PR #4068, opened 2024-01-18
[frontends] Remove shell layer for running external commands

max-leuthaeuser:


joern-cli/frontends/c2cpg/src/main/scala/io/joern/c2cpg/utils/ExternalCommand.scala
```diff
@@ -1,30 +1,26 @@
...
-            IncludeAutoDiscovery.gccAvailable() =>
-        Success(result.toSeq)
+    val stdOutOutput  = new ConcurrentLinkedQueue[String]
+    val processLogger = ProcessLogger(stdOutOutput.add, stdOutOutput.add)
+    Try(Process(command).!(processLogger)) match {
+      case Success(0) =>
+        Success(stdOutOutput.asScala.toSeq)
+      case Success(1)
+          if IS_WIN && command != IncludeAutoDiscovery.GCC_VERSION_COMMAND && IncludeAutoDiscovery.gccAvailable() =>
+        Success(stdOutOutput.asScala.toSeq)
```
mpollmeier, line 20: I know you didn't change this, but it might be worth adding a comment if one of you knows: 
Looks like there are cases on windows where the external commands returns `1` and that's a success? My understanding so far was that also for windows, anything other than `0` is a failure..?

mpollmeier (approved):

Ferada (commented):
sgtm, only I can't test the Windows portion

joern-cli/frontends/c2cpg/src/main/scala/io/joern/c2cpg/utils/ExternalCommand.scala
max-leuthaeuser: The command to query the system header file locations within a Windows environment always returns Success(1) for whatever reason. I was not able to figure out why that is a thing.

mpollmeier, line 20:
```suggestion
        // the command to query the system header file locations within a Windows
        // environment always returns Success(1) for whatever reason...
        Success(stdOutOutput.asScala.toSeq)
```

mpollmeier: 👍🏻 thanks! For future readers we could add that as a comment (suggested below)..

mpollmeier: Also note that future readers is most likely one of us 😆

max-leuthaeuser:
I can't get this running for php2cpg. Looks like the Shell layer is required for the php parser to correctly handle newlines. Otherwise, parsing fails non-deterministically.

Who is in charge of php2cpg currently? Maybe that person should have a look later on.

gacevedo:
> I can't get this running for php2cpg. Looks like the Shell layer is required for the php parser to correctly handle newlines. Otherwise, parsing fails non-deterministically.
> 
> Who is in charge of php2cpg currently? Maybe that person should have a look later on.

@johannescoetzee  ^^

max-leuthaeuser:
@johannescoetzee The latest commit here got it running for php I think.
Using separate handlers for std out/err (like we did before) did the trick. Looks like these php parse errors did exist previously but never got caught because they landed in a different std err handler. It might be a good idea to investigate why parsing the php test code snippets sometime errors out.

PR #4069, opened 2024-01-18
Validate CITATION.cff

DavidBakerEffendi:
GitHub apparently can't parse the CITATION.cff file and gives no feedback. This GitHub action will give us more insight.


DavidBakerEffendi:
It appears that we needed an author field

mpollmeier (approved):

*WHAT IS NEEDED*. Say how many lines of the records include the string "stdOutOutput"; the number alone is enough.

*EXPECTED OUTPUT*. 5